You can also get an approximate answer by drawing random samples with rnorm.

Code
draws <- rnorm(1e5, mean = 0, sd = 2)
mean(draws <= 0) ## approx
[1] 0.49917

Knowing that the CDF is an integral, we can understand the PDF as the derivative of the CDF. (The derivative of an integral of a function is just the function itself). In other words, a probability density is the rate of change in cumulative probability at \(x\). The PDF is the “slope” of the CDF at \(x\). This means that if the cumulative probability is increasing rapidly, the density can easily exceed 1. But if we calculate the area under the density function, it will never exceed 1.

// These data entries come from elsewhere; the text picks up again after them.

PR #203, opened 2023-10-06
Creates an empty logger library

RekhaAparna01:
Creates an empty logger library
Change-Id: I26288f8a00415b519aa9d8c0304e8f038e0febcd

### DIFF
--- a/logger/include/main.hpp
+++ b/logger/include/main.hpp
@@ -1,0 +1,13 @@
+#pragma once
+
+#include <iostream>
+#include <source_location>
+
+/*
+ * @brief Define API's to append log messages to a buffer
+ */
+namespace logging
+{
+void logMessage(std::string msg, const std::source_location& location);
+
+} // namespace logging
--- a/logger/meson.build
+++ b/logger/meson.build
@@ -1,0 +1,3 @@
+logger_a = static_library('logger', 'src/main.cpp', include_directories
+                          : 'include', install
+                          : true, )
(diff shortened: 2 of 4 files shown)


geissonator:
add to approvelist

logger/meson.build
```diff
@@ -0,0 +1,3 @@
+logger_a = static_library('logger', 'src/main.cpp', include_directories
```
Alpana07, line 1: I think we can do this in same existing meson.build.
until the team has some intention to keep it separate .

logger/include/main.hpp
```diff
@@ -0,0 +1,13 @@
+#pragma once
+
+#include <iostream>
+#include <source_location>
+
+/*
+ * @brief Define API's to append log messages to a buffer
```
Alpana07, line 7: add doxygen just before the function declaration. and keep namespace in outer most.

Alpana07: Maintain this formate for doxygen-

* @brief This API does ........in 1 line
*  more description if needed
* 
* @ param[in] message -- tell its purpose 
*  @ param[in] locationDetails -- tell its purpose 
*  @ param[out] out -- in case you have to share some output to called function.
*
* @return -- what It returns in good case/ bad case , if void keep it blank.


Something can be changed also based on need, but in general we use this format.

Alpana07 (commented):
Please write some details in commit message , as what this commit is going to enable.
so this the format you can follow-

Title - Creates an empty logger library (max 50 character, I guess )

Description (max 80 characters in 1 line) -
This commit enables.....
OR it will fix this current issue....talk about current problem

Test:
You can talk about how did you verify the patch, and some traces/snippet of test result.

PR #206, opened 2023-12-01
API to fetch logs from buffer

RekhaAparna01:
This commit implements an API to fetch specified
number of logs from the buffer and dump them to the file

Test:
Tested by adding traces for library

Change-Id: I09c2126c8caefe1e804304f1697288d8a077b168

### DIFF
--- a/logger/include/logger.hpp
+++ b/logger/include/logger.hpp
@@ -45,4 +45,14 @@ void logMessage(
     const std::string& message,
     const std::source_location& location = std::source_location::current());
 
+/**
+ * @brief Fetches specified number of logs and dump to a file
+ *
+ * The API fetches the specified number of logs from the buffer
+ * and dumps the logs into a file.
+ *
+ * @param[in] noOfLogs - Number of logs to be fetched
+ */
+void fetchNLogs(size_t noOfLogs);
+
 }; // namespace Logger
--- a/logger/src/logger.cpp
+++ b/logger/src/logger.cpp
@@ -1,6 +1,7 @@
 #include "logger.hpp"
 
 #include <ctime>
+#include <fstream>
 
 namespace Logger
 {
@@ -9,6 +10,7 @@ static std::map<Loglevel, std::string> logLevelMap = {
     {Loglevel::INFO, "INFO"}, {Loglevel::CRITICAL, "CRITICAL"}};
 
 size_t byteCount = 0;
+const std::string logFilePath = "/var/lib/vpd/panellog.log";
 
 /**
  * @brief Generates a timestamp string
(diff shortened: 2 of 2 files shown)


logger/include/logger.hpp
```diff
@@ -45,4 +45,14 @@ void logMessage(
     const std::string& message,
     const std::source_location& location = std::source_location::current());
 
+/**
+ * @brief Fetches the latest logs from the buffer
```
SunnySrivastava1984, line 49: Re-phrase? It fetches number of loges as specified in the parameter.  re-word accordingly.

logger/include/logger.hpp
```diff
@@ -45,4 +45,14 @@ void logMessage(
...
+ *
+ * The API fetches latest N logs from the buffer and
+ * adds the logs in a file.
+ *
+ * @param[in] nooflogs - Number of logs to be fetched
```
SunnySrivastava1984, line 54: Camel case: - noOfLogs?

logger/src/logger.cpp
```diff
@@ -56,4 +57,20 @@ void logMessage(const std::string& message,
     logMessage(Loglevel::INFO, message, location);
 }
 
+void fetchNlogs(size_t noofLogs)
+{
+    std::fstream logfile("/tmp/logdata.txt", std::ios::trunc | std::ios::out);
```
SunnySrivastava1984, line 62: Proper error handling is missing. Please fix that.

logger/src/logger.cpp
```diff
@@ -56,4 +57,20 @@ void logMessage(const std::string& message,
...
+    if (noofLogs > circularBuffer.size())
+    {
+        noofLogs = circularBuffer.size();
+    }
+    auto iterator = circularBuffer.begin();
+    std::advance(iterator, circularBuffer.size() - noofLogs);
+    while (iterator != circularBuffer.end())
```
SunnySrivastava1984, line 69: Add empty space in between two blocks of code.

SunnySrivastava1984 (changes requested):
Have a proper commit message please. The commit not only fetches but dumps into a file as well.

logger/src/logger.cpp
RekhaAparna01: I have not got any error while opening file. The file is getting created if the file is not present.

logger/src/logger.cpp
RekhaAparna01: done

logger/include/logger.hpp
RekhaAparna01: done

logger/include/logger.hpp
RekhaAparna01: done

logger/src/logger.cpp
SunnySrivastava1984: Error handling is required for negative case. Please handle the case for any failure with file handling.

logger/src/logger.cpp
```diff
@@ -56,4 +57,31 @@ void logMessage(const std::string& message,
     logMessage(Loglevel::INFO, message, location);
 }
 
+void fetchNLogs(size_t noOfLogs)
+{
+    try
+    {
+        std::fstream logfile("/tmp/logdata.txt",
```
SunnySrivastava1984, line 64: add error handling for stream object.

SunnySrivastava1984 (changes requested):

logger/src/logger.cpp
```diff
@@ -56,4 +57,36 @@ void logMessage(const std::string& message,
...
```
branupama, line 64: can you we keep this log file path in header as a const variable.
and usually log files will end with .log extension.

logger/src/logger.cpp
```diff
@@ -56,4 +57,36 @@ void logMessage(const std::string& message,
...
+                             std::ios::trunc | std::ios::out);
+        if (!logfile.is_open())
+        {
+            throw std::runtime_error("Error opening the file!");
```
branupama, line 68: append file name as well, so will come to know which file failed to open ..

logger/src/logger.cpp
SunnySrivastava1984: Constant is ok, but I don't agree with moving it to the header file.
Since the use is local to the file, declare in the scope of this file itself.

RekhaAparna01: done

logger/src/logger.cpp
RekhaAparna01: done

SunnySrivastava1984 (approved):

PR #214, opened 2024-07-12
1050: API to reboot BMC

RekhaAparna01:
This commit implements function 75 an API to trigger BMC reboot. Function 75 is enabled only when in manual operating mode and CE mode is enabled.

Test:
1. After initiating BMC reboot from panel, observed the following logs from the journal phosphor-bmc-state-manager[659]: Setting the RequestedBMCTransition field to xyz.openbmc_project.State.BMC.Transition.Reboot phosphor-bmc-state-manager[659]: Setting the BMCState field to xyz.openbmc_project.State.BMC.BMCState.NotReady

2. Tested by killing the bmcweb process. Killed the bmcweb processs. Observed the GUI is frozen and then initiated reboot from panel. After reboot the GUI is back and able to login.

Change-Id: I184f47e97241335417d239d10ba395206cdf51a9

### DIFF
--- a/include/executor.hpp
+++ b/include/executor.hpp
@@ -259,6 +259,11 @@ class Executor
     void execute74();
 
     /**
+     * @brief An api to execute function 75.
+     */
+    void execute75();
+
+    /**
      * @brief Api to get PEL eventId.
      *
      * This is a helper function to get the eventId(SRC) data for the PEL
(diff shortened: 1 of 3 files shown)


RekhaAparna01:
jenkins run tests please

SunnySrivastava1984 (approved):
Cherry-picked from 1060.

SunnySrivastava1984 (commented):
This needs to be merged only after 1050.20 is done.

jinuthomas (approved):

For example, compare the PDF and CDF of the exponential distribution. While the CDF eventually converges to 1, the density easily exceeds 1 at some points.

CDF:

Code
ggplot() + 
  xlim(0, 5) + 
  geom_function(fun = function(x) pexp(x, rate = 3)) + 
  labs(y = "cumulative probability", x = "x")

PDF:

Code
ggplot() + 
  xlim(0, 5) + 
  geom_function(fun = function(x) dexp(x, rate = 3)) +
  labs(y = "density", x = "x")

More examples:

Code
draws <- rnorm(1e4, mean = 2, sd = 5)

What is the probability that \(x = 7\)?

Code
mean(draws == 7)  ## approx
[1] 0

What is the probability that \(3 < x < 7\)?

Code
integrate(dnorm, mean = 2, sd = 5, lower = 3, upper = 7)
0.262085 with absolute error < 2.9e-15
Code
mean(3 < draws & draws < 7)
[1] 0.2657

What is the probability that \(x \leq 8\)?

Code
mean(draws <= 8)  ## approx
[1] 0.8861
Code
pnorm(8, mean = 2, sd = 5)
[1] 0.8849303

What is the probability that \(x\) is NOT between \(-2\) and \(2\)?

Code
1 - integrate(dnorm, mean = 2, sd = 5, lower = -2, upper = 2)$value
[1] 0.7118554
Code
mean(draws < -2 | draws > 2)  ## approx
[1] 0.7112

quantile functions

The inverse of a CDF is called a quantile function (\(Q = F^{-1}\)).

This is where we get stuff like the median:

\[ \underbrace{Q(0.5)}_\text{median} = x \iff \Pr(X \leq x) = 0.5 \]

Median example with the exponential distribution:

Code
qexp(p = 0.5, rate = 3)         ## finding the median
[1] 0.2310491
Code
pexp(q = 0.2310491, rate = 3)   ## verifying the median
[1] 0.5000001
Code
draws <- rexp(1e5, rate = 3)    ## finding the median using random draws
quantile(draws, 0.5)            ## approx
      50% 
0.2317321 

References

McElreath, Richard. 2020. Statistical Rethinking: A Bayesian Course with Examples in r and Stan. CRC press.